Je voulais déjà chroniquer ce CD dès que je l’ai écouté tant
je l’ai apprécié. J’ai un peu tardé et, hélas, la sinistre Camarde m’a pris de
vitesse en emportant Eric Charden le 29 avril. Si bien que j’ai attendu un peu
avant de dire tout le bien que je pense de cet album de reprises que Stone et
Charden nous ont concocté.
Histoire de sceller les quarante ans d’existence de leur
tandem artistique, Ils se sont en effet amusés (leur joie et leur plaisir de
chanter sont évidents à l’écoute) à enregistrer neuf des duos qui ont marqué la
chanson française.
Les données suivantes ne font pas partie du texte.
PR #962, opened 2022-02-17
chore(deps): downgrade `execa` to v5

kennylam:
### Description

This downgrades `execa` to v5, as v6 was causing integration build tests to fail.

### Changelog

**Changed**

- drop `execa` to v5


emyarod (approved):
looks good to me! just the one tooltip integration test failure which seems to be a preexisting issue. thanks!

emyarod (commented):
it looks like something in our integration test scaffolding is generating untracked changes

image

emyarod (approved):
going to reapprove since the untracked files are an existing issue which can be addressed separately

PR #964, opened 2022-02-21
fix(jest): downgrade to v26

ariellalgilmore:
### Related Ticket(s)

none

### Description

should resolve unit test failures 

### Changelog

**Changed**

- downgraded jest to 26


emyarod (approved):
(reverting https://github.com/carbon-design-system/carbon-web-components/pull/886)

looks good to me!

PR #983, opened 2022-03-10
fix(deps): downgrade mkdirp fixes storybook:react

kennylam:
### Description

This downgrades the `mkdirp` package. The previous upgrade of this package introduced breaking changes to the React Storybook environment, preventing it from loading.

### Changelog

**Changed**

- downgrade `mkdirp` to previous version


emyarod:
reverts https://github.com/carbon-design-system/carbon-web-components/pull/864

emyarod (approved):
looks good to me! would we be able to go back to v0.5.5 or does it need to be on v0.5.0?

kennylam:
> looks good to me! would we be able to go back to v0.5.5 or does it need to be on v0.5.0?

Oh good call, I didn't even notice the previous one had a patch version. Once it worked I was like commit! But I'll bump it back to the correct previous version.

Issue #970, opened 2022-03-01
Keyboard navigation for Tabs not working


emyarod:
### Description

it is not possible to navigate the tabs component with the keyboard

### Component(s) impacted

tabs

### Carbon Web Components version

canary

### Severity

Severity 2 = Aspects of design is broken, and impedes users in a significant way, but there is a way to complete their tasks. Affects major functionality, has a workaround.

### Application/website

n/a

### CodeSandbox example

https://web-components.carbondesignsystem.com/?path=/story/components-tabs--default

### Steps to reproduce the issue (if applicable)

try to navigate the tabs component with the keyboard, both <kbd>Tab</kbd> and the arrow keys are not functioning as expected

### Code of Conduct

- [X] I agree to follow this project's [Code of Conduct](https://github.com/carbon-design-system/carbon-web-components/blob/main/.github/CODE_OF_CONDUCT.md)
- [X] I checked the [current issues](https://github.com/carbon-design-system/carbon-web-components/issues) for duplicate issues

Issue #980, opened 2022-03-09
[carbon-web-components]: migrate repository to monorepo


kennylam:
Migrate carbon-web-components repository into monorepo

This includes:
- re-target Jenkins jobs to Carbon for IBM.com repo
- update CDN paths
- archive `carbon-web-components` repo and update README to reflect change and point to new location

Issue #707, opened 2021-10-01
[tabs] Keyboard navigation is incomplete, broken in chrome - DDS Consulting


andy-blum:
###  Engineering info:
- HC engineer: 
- HC Jira Ticket: 
- DDS consulting engineer: 

----

## Detailed description

> Describe in detail the issue you're having.

Tabbed interfaces using `role="tablist"` and `role="tabitem"` carry an implicit interaction model that needs to be followed for WCAG compliance. Right now, that UI pattern is incomplete and broken in Chrome.

> Is this a feature request (new component, new icon), a bug, or a general
> issue?

:bug: Bug

> Is this issue related to a specific component?

Tabs

> What did you expect to happen? What happened instead? What would you like to
> see changed?

1. Missing keyboard interactions:
- While focus is within the tablist, the `Home` key should move focus to the **first** tab and activate it.
- While focus is within the tablist, the `End` key should move focus to the **last** tab and activate it.
- While focus is within the tablist, the `Tab` key should move focus to the active tabpanel element, and then to any focusable elements within that tabpanel before moving on to other parts of the page

2. Chrome's keyboard interaction model is completely broken at the moment. For some reason the links within each `<bx-tab>` are unable to receive/hold focus.

> What browser are you working in?

Tested in the following:
- Chrome 94.0.4606.61
- Firefox 92.0.1
- Safari 15.0 (16612.1.29.41.4, 16612)

> What version of Carbon Web Components are you using?

Latest at time of writing ([#01b2892](https://github.com/carbon-design-system/carbon-web-components/commit/01b289238cd9a8edceaa3ad1ee548cb6693a5da8))

> What offering/product do you work on? Any pressing ship or release dates we
> should be aware of?

carbon-for-ibm-dotcom, but we've already fixed this issue [downstream](https://github.com/carbon-design-system/carbon-for-ibm-dotcom/pull/7188) for now.

## Additional information

- [W3: Tabs example](https://www.w3.org/TR/wai-aria-practices-1.1/examples/tabs/tabs-1/tabs.html#kbd_label)

RobertaJHahn:
@Praveen-sr Could you have Ram take a look to verify this bug and set the severity.  Thanks.

RobertaJHahn:
Praveen and Ram have started the testing.

andy-blum:
@annawen1 if `tabs-extended` isn't inheriting from this repo's `tabs` then this issue is only related in the sense that they should have similar solutions.

[...]

PR #992, opened 2022-03-21
fix(tabs): basic keyboard navigation

IgnacioBecerra:
### Related Ticket(s)
#970

### Description
This PR ensures that the Tabs and Content Switcher components are able to be work with tab navigation.

### Changelog

**New**

- added `tab-index` in the `tab` shadow dom

**Changed**

- triggering the content switching upon pressing the enter key

**Removed**

- remove unneeded `inFocus` property in the tab item component

### DIFF
--- a/src/components/content-switcher/content-switcher-item.ts
+++ b/src/components/content-switcher/content-switcher-item.ts
@@ -1,7 +1,7 @@
 /**
  * @license
  *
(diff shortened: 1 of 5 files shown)


kennylam:
@IgnacioBecerra once #980 is complete we can also incorporate `home`/`end` interactions. See https://github.com/carbon-design-system/carbon-web-components/issues/707.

C’est un réel bonheur que de les retrouver tels qu’ils ont
toujours été. C'est-à-dire, le timbre mélodieux, un brin nonchalant et nimbé
d’humour d’Eric, associé à la voix pas toujours juste (mais c’est ce qui en
fait le charme et la personnalité) mais pleine de sourire de Stone.
Ils se sont ainsi approprié quelques monuments.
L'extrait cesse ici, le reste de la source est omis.